CCTV

Some of your website browsing may be being captured to a greater extent than you think. Source: Shutterstock

Be careful what you type: you’re being watched

MOST web users are used to their movements on the web and on individual websites being tracked by a combination of scripts and cookies. Which pages we visit, what we search for, which products we show interest in – we expect those things to reappear at some point or in some way affect our browsing in the future.

Most of the time such tracking is pretty harmless, and there are several options by which we think we can opt out of such tracking. Security-conscious Internet users can turn off Javascript in the browser, use an “incognito” mode or similar, employ ad-blocking, or even opt to use DNS servers that filter out ad servers and other commercial elements.

More sites are, however, now use “session replay” scripts, which record every detail of our site visits: mouse movements, page scrolling, and even individual keystrokes, all in real-time: a virtual movie of our visit, in effect.

Most analytic services traditionally available to site owners aggregate results to provide broad trend data, but session replay scripts actually record individual sessions in real-time, for playback by the website owner to increase customer knowledge.

These scripts are available from suppliers such as Yandex, UserReplay, Smartlook and Clicktale (the clues are in the names), and feature, according to a recent report by Freedom-To-Tinker.com on 482 of the top 50,000 sites as ranked by Alexa.

The scripts which can be “Set up […] in a matter of seconds” (according to one of the suppliers) attempt to exclude passwords from their capture, but in some instances, such as text input fields on some mobile-optimized sites, passwords are captured in the clear.

Additionally, information is available to site owners which may have been entered during the web visit, but not actually submitted to the site. It’s easy to see that having several attempts at entering data such as for existing medical conditions, will give the website owner more information than one might ideally like to give. For instance, the line between “clinical depression” and “mild schizophrenia” may be blurred in purely medical terms, but to a medical insurance company, there’s a world of difference.

The session capture script creators are aware that website owners should not necessarily have access to all data entered on a page. Passwords, for instance, are commonly retained but are stored and validated in encrypted form, and are not retrievable verbatim when we forget them (which is why we have to reset passwords).

Many companies also do not hold credit card information, but rather rely on third-party payment gateways whose code is embedded into pages, in order to process financial data.

In these ways, perfectly reputable sites operate securely.

But if an entire session is captured, this data can “leaked” to the site, via the script. In order to combat this, certain data is automatically redacted by the script, and so is theoretically never passed on.

However, automated redaction depends very much on the way the web pages are individually coded.

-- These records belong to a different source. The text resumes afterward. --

PR #1291, opened 2017-06-23
Remove project code from x86 directCallEvaluator

0xdaryl:
Remove the J9-specific parts of OMR::X86::TreeEvaluator::directCallEvaluator
as they will be handled downstream.


vijaysun-omr:
Straightforward cleanup. Merging.

PR #1292, opened 2017-06-23
Add two new generateInstruction APIs

fjeremic:
Add two new APIs:

- generateS390BranchInstruction overload targeting RR instructions
- generateDataConstantInstruction

The former is an overload to generate RR instruction formats such as
BCR, and the latter is a new API to generate data constant
pseudo-instructions in the instruction stream.

### DIFF
--- a/compiler/z/codegen/S390GenerateInstructions.hpp
+++ b/compiler/z/codegen/S390GenerateInstructions.hpp
@@ -88,6 +88,32 @@ TR::Instruction *generateS390BranchInstruction(
                    TR::LabelSymbol *sym,
                    TR::Instruction *preced = 0);
 
+/** \brief
+ *     Generates a branch instruction accepting a branch condition and a target register.
+ *
+ *  \param cg
+ *     The code generator used to generate the instructions.
+ *
+ *  \param op
+ *     The mnemonic of the branch instruction.
+ *
+ *  \param node
+ *     The node to which the generated instruction will be associated with.
+ *
+ *  \param compareOpCode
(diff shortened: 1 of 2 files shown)


compiler/z/codegen/S390GenerateInstructions.hpp
```diff
@@ -1300,6 +1326,29 @@ TR::Instruction *generateDirectCall(
...
+ *     Generates a data constant in the instruction stream.
+ *
+ *  \param cg
+ *     The code generator used to generate the instructions.
+ *
+ *  \param op
+ *     The mnemonic of the data constant pseudo instruction.
+ *
+ *  \param node
+ *     The node to which the generated instruction will be associated with.
```
joransiu: Maybe "The node with which the generated instruction will be associated."?

compiler/z/codegen/S390GenerateInstructions.hpp
```diff
@@ -1300,6 +1326,29 @@ TR::Instruction *generateDirectCall(
...
+ *
+ *  \param data
+ *     The data to inline in the instruction stream.
```
joransiu: data -> data constant

fjeremic: Fixed in 9e5eb16.

compiler/z/codegen/S390GenerateInstructions.hpp
fjeremic: Fixed in 9e5eb16.

PR #1297, opened 2017-06-25
Add some compiler tests using Tril

Leonardo2718:
These changes add some compiler tests that use Tril to generate input IL. These include Tree Verifier tests and some initial opcode tests. The opcode tests are intended to show how tests that could eventually replace the existing opcode tests (in the test compiler) can be written.

It should be noted that some of the Tree Verifier tests currently fail because the Tree verifier has historically been poorly maintained and is not behaving as expected.

[ci skip] because Tril is not part of continuous integration

### DIFF
--- a/fvtest/compilertriltest/.gitignore
+++ b/fvtest/compilertriltest/.gitignore
@@ -1,0 +1,2 @@
+build*/
+CMakeLists.txt.user
--- a/fvtest/compilertriltest/CMakeLists.txt
+++ b/fvtest/compilertriltest/CMakeLists.txt
@@ -33,6 +33,7 @@ set(CMAKE_CXX_FLAGS "${CMAKE_CXX_FLAGS} -g -fdiagnostics-color=always -fno-rtti 
 add_executable(comptest
    main.cpp
    TreeVerifierTest.cpp
+   OpCodeTest.cpp
 )
 
 target_link_libraries(comptest
--- a/fvtest/compilertriltest/CMakeLists.txt
+++ b/fvtest/compilertriltest/CMakeLists.txt
@@ -1,0 +1,46 @@
+###############################################################################
+#
+# (c) Copyright IBM Corp. 2017, 2017
+#
+#  This program and the accompanying materials are made available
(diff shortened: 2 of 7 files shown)


0xdaryl:
I think this is a great start on some of these kinds of tests.

I must admit I'm not too keen on the directory name `compilertriltest` but I don't have a great alternative suggestion.

I'm also musing about namespaces and whether it makes sense to create the test functions within a namespace like the rest of the projects that extend the compiler technology.  Nothing is likely to extend these tests though, and they're more of a consumer of JitBuilder and the compiler technology rather than an extender.  Do you (or anyone) have a strong opinion either way?

Leonardo2718:
@0xdaryl 

I agree that `compilertriltest` is not a good name but I couldn't think of anything else.

The question of namespaces and extensions is rather complex. This is partially because it depends heavily on how the compiler technology is expected to be consumed and some limitations imposed by the gtest framework. I will try summarizing my personal opinion without going into the details of my reasoning.

Simplifying things tremendously, I think downstream projects should create their own tests and not rely on tests provided in OMR to test _their_ code. If a downstream project makes extensions to the compiler technology, the OMR tests wont cover the new functionality. If they override some behavior in the compiler technology, the OMR tests will break as they are designed to test the behavior implemented in OMR. Furthermore, combining the gtest framework with the extension mechanism used in the compiler technology is likely to be very tricky. Downstream projects are therefore likelier to benefit more from creating their own tests than from reusing the tests in OMR.

That said, I could see a downstream project wanting to reuse some of the testing _infrastructure_. For example, some of the convenience functions for the opcode tests could be useful to a project that adds some custom opcodes to the compiler technology. In this scenario, extensions could be made either using the compiler technology's extension mechanism or using regular (dynamic) polymorphism.

All this considered, I don't really see a need for putting the tests themselves in a namespace. In fact, this may complicate things a little for gtest, as it's rather sensitive to scope resolution.

However, it makes sense for the testing infrastructure to be in a namespace to ease consumability in downstream projects. But, as with the directory name, I don't know what a good namespace would be.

For instance, if a form field is not given a “cc-number” attribute (credit card number), then any card data entered escapes redaction and will be captured as part of the recorded session.

Camera

Some data you input on the web (even in error) may be captured, before you hit ‘Submit’. Source: Shutterstock

On one of the sites surveyed by Freedom-To-Tinker.com, Bonobos – an online shopping site – users’ full credit card number, card expiry date, CVV code, name and billing address are thus available, letter-by-letter.

Session recording scripts can be set to stipulate which fields are manually redacted, in addition to those automatically withheld (at least, in theory). However, if sensitive information is entered by mistake into an un-redacted field, it is available to anyone with access to the session playback.

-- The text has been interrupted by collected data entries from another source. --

PR #1304, opened 2017-06-26
Compilation object cleanup

lmaisons:
Change the Compilation object's region member type to a reference,
allowing comp->region() to return the same region used by heap memory.

Clean up the initializer list of OMR::Compilation so that members
initialization are specified in the same order as their declaration
inside the class definition. (Which is the order they get initialized
anyway, regardless of their order in the initializer list.)

Change permissions of _signature member and replace its external uses
with a call to the signature() method. _signature should still be the
first member, as this can significantly ease defect investigations.

Remove _aotClassInfo from OMR::Compilation as it never gets used.


lmaisons:
This change will require downstream changes from projects that extend the definition of OMR::Compilation

lmaisons:
Going to close / re-open to see if can pick up the copyright changes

While leaking data via the scripting companies may alarm some, what is also of concern is that end-users of such scripts (website owners) can access session playbacks via an unprotected, unencrypted web connection (HTTP not HTTPS) to the script capture dashboard. This unsafe connection can playback sessions that were originally created via an HTTPS connection, and therefore undertaken with the assumption of at least some security.

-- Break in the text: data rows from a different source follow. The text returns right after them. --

PR #1306, opened 2017-06-27
Cleanup undocumented branch conditions

arianneb:
Removed all undocumented branch conditions and replaced
them with their corresponding documented condition.
Ex. COND_BERC changed to either COND_BE or COND_BER.
Those conditions which did not have an obvious corresponding
documented branch condition have been replaced with their
corresponding mask value.

Changed function useBranchOnZeroConditionMaskIfPossible(...)
in omr/compiler/z/codegen/OMRTreeEvaluator.cpp to accomodate
changes.

Added documentation in OMRInstOpCode.hpp for each branch
condition. Added documentation to modified function and changed
function name from useBranchOnZeroConditionMaskIfPossible(...) to
convertComparisonBranchConditionToTestUnderMaskBranchCondition(...)

Removed unused jump conditions in OMRInstOpCode.hpp, InstOpCode.hpp,
and S390BranchCondNames.cpp.


mgaudet:
Just for clarification: When you say "undocumented", do you mean these aren't documented conditions in TR, or aren't documented in the z/Architecture principles of operation?

arianneb:
Those that were removed were not documented in the z/Architecture Reference Summary or in the POPS. Most of them were also not documented in the code base.

0xdaryl:
Looks good on my pass through it.  Are all these branch substitutions performance neutral?

arianneb:
As far as I know they are performance neutral. The substitutions all translate to the same mask value that they had before, so nothing should have changed under the hood.

compiler/z/codegen/ControlFlowEvaluator.cpp
```diff
@@ -1403,11 +1403,13 @@ OMR::Z::TreeEvaluator::ificmpeqEvaluator(TR::Node * node, TR::CodeGenerator * cg
...
       {
-      reg = generateS390CompareBranch(node, cg, TR::InstOpCode::BRC, TR::InstOpCode::COND_BERC, TR::InstOpCode::COND_BERC);
+      reg = generateS390CompareBranch(node, cg, TR::InstOpCode::BRC, TR::InstOpCode::COND_BE, TR::InstOpCode::COND_BE);
       }
    else
       {
-      reg = generateS390CompareBranch(node, cg, TR::InstOpCode::BRC, TR::InstOpCode::COND_BNERC, TR::InstOpCode::COND_BNERC);
+      reg = generateS390CompareBranch(node, cg, TR::InstOpCode::BRC, TR::InstOpCode::COND_BNE, TR::InstOpCode::COND_BNE);
+
+      traceMsg(TR::comp(), "Generated op code for %p\n",  node);
```
fjeremic: This looks like a debugging line. Is it necessary?

compiler/z/codegen/ControlFlowEvaluator.cpp
```diff
@@ -1536,12 +1538,12 @@ OMR::Z::TreeEvaluator::iflcmpeqEvaluator(TR::Node * node, TR::CodeGenerator * cg
...
       {
-      generateS390CompareBranch(node, cg, TR::InstOpCode::BRC, TR::InstOpCode::COND_BERC, TR::InstOpCode::COND_BERC);
+      generateS390CompareBranch(node, cg, TR::InstOpCode::BRC, TR::InstOpCode::COND_BE, TR::InstOpCode::COND_BE);
       }
    else
       {
-      generateS390lcmpEvaluator(node, cg, TR::InstOpCode::BRC, TR::InstOpCode::COND_BNERC, TR::InstOpCode::COND_NOP, TR::InstOpCode::COND_BERC, CMP4CONTROLFLOW);
-      }
+      generateS390lcmpEvaluator(node, cg, TR::InstOpCode::BRC, TR::InstOpCode::COND_BNE, TR::InstOpCode::COND_NOP, TR::InstOpCode::COND_BE, CMP4CONTROLFLOW);
+}
```
fjeremic: Indentation needed here.

compiler/z/codegen/OMRInstOpCode.hpp
```diff
@@ -390,94 +390,60 @@ class InstOpCode: public OMR::InstOpCode
...
-      COND_BPRC,
-      COND_BRC,
-      COND_BZ,
-      COND_BZR,
-      COND_BZRC,
-      COND_NOP,
-      COND_VGNOP,
+                        /* Instruction Type    |  Meaning (Operands)
+                           ----------------------------------------- */
+      COND_NOPR,        // Conditional Branch     No operation (RR)
```
fjeremic: Perhaps this branch condition can be moved to be beside `COND_NOP`?

compiler/z/codegen/OMRTreeEvaluator.cpp
```diff
@@ -3952,31 +3952,39 @@ genCompareAndBranchInstructionIfPossible(TR::CodeGenerator * cg, TR::Node * node
    return cursor;
    }
 
-TR::InstOpCode::S390BranchCondition useBranchOnZeroConditionMaskIfPossible(TR::Node * node, TR::InstOpCode::S390BranchCondition brCond)
+/**
+ * \fn convertComparisonBranchConditionToTestUnderMaskBranchCondition(TR::Node * node, TR::InstOpCode::S390BranchCondition brCond)
```
fjeremic: I don't think this is necessary. Doxygen will automatically group this function comment with the subsequent definition.

compiler/z/codegen/OMRTreeEvaluator.cpp
```diff
@@ -3952,31 +3952,39 @@ genCompareAndBranchInstructionIfPossible(TR::CodeGenerator * cg, TR::Node * node
...
+ * \brief Converts a branch condition mask to the correct mask for the test under mask instruction being generated 
+ * 
+ * \param node Constant, 1st or 2nd child of IL tree root
+ * \param brCond Branch condition mask 
+ * \return newCond New mask to be used in generated test under mask instruction 
+ *
+ */
+TR::InstOpCode::S390BranchCondition convertComparisonBranchConditionToTestUnderMaskBranchCondition(TR::Node * node, TR::InstOpCode::S390BranchCondition brCond)
```
fjeremic: This function returns a branch condition, not a mask. Would renaming `node` to `constNode` be more intuitive? The comment also seems to imply restrictions on where `node` comes from, i.e. first or second child. This restriction does not make sense. How about:

```
/** \brief
 *     Converts a comparison branch condition to the correct branch condition for the test under mask instruction 
 *     being generated.
 *
 *  \param constNode
 *     The constant the comparison branch condition is comparing against.
 *
 *  \param brCond
 *     The comparison branch condition to be converted.
 *
 *  \return
 *     The branch condition to be used in generated test under mask instruction.
 */
```

Regardless the comment seems to imply the consumer of this function must pass in a constant. Lets enforce this invariant with an assert at the start of the function.

compiler/z/codegen/S390BranchCondNames.cpp
```diff
@@ -21,91 +21,54 @@
...
-   "BHRC",
    "BL",
    "BLR",
-   "BLRC",
    "BM",
-   "BMR",
-   "BMRC",
-   "BNANRC",
-   "BNCRC",
+   "BMR ",
```
fjeremic: There is an extra space before the end of quote here.

PR #1749, opened 2017-09-29
Move ELF test make dependencies

### LINKED ISSUE #1748: JitBuilder PPC LE CI Failure: multiple definition of `unknown helper (trampoline)'
Introduced by #1612 

Building static ELF tests requires running dynamic call test.  Call doesn't work on platforms without trampoline support.

lmaisons:
Move the make dependencies for the ELF tests from ALL_TESTS to explicit
dependencies of experimental_goal.

This is required because entries in ALL_TESTS get built on all
platforms, even if they can't run on all platforms. However, the
distinction between 'building' and 'running' the ELF tests if fuzzy
enough that if a platform doesn't support running the test, it doesn't
support building it either.

Fixes #1748

### DIFF
--- a/jitbuilder/release/Makefile
+++ b/jitbuilder/release/Makefile
@@ -56,8 +56,6 @@ ALL_TESTS = \
             transactionaloperations \
             union \
             worklist \
-            useIncrement \
-            useCall \
 
 
 # Compile all the tests by default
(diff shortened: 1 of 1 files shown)


charliegracie:
genie-omr build all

And while tracking protection such as ad-blocking software from suppliers like EasyList and EasyPrivacy blocks some of the session capture scripts in question, they do not block all known session capture scripts, and only partially block sensitive data in several cases.

Even without the use of a third party ad-blocker, some users may be browsing with settings they assume protect them. One of the tracking scripts, from UserReplay, can be set to honor users’ “Do Not Track” (DNT) browser setting, but according to the survey, not one of the top one million sites ranked by Alexa which use UserReplay actually honored the DNT signal.

The website owners who use session capture scripts are clearly not actively wishing to gather sensitive information; their motives are commercial in that they are attempting to gather information from users’ behavior in order to offer a “better experience”, or similar. However, the scripts employed can easily cause a serious security breach of consumers’ data in an entirely unregulated way.

Caveat emptor (buyer beware) should now perhaps be a mantra from the point that a browser is launched, rather than as a reminder at the point of actual purchase.

Big Brother may not be watching your every move, but the websites you’re visiting might be. (Not this one, of course.)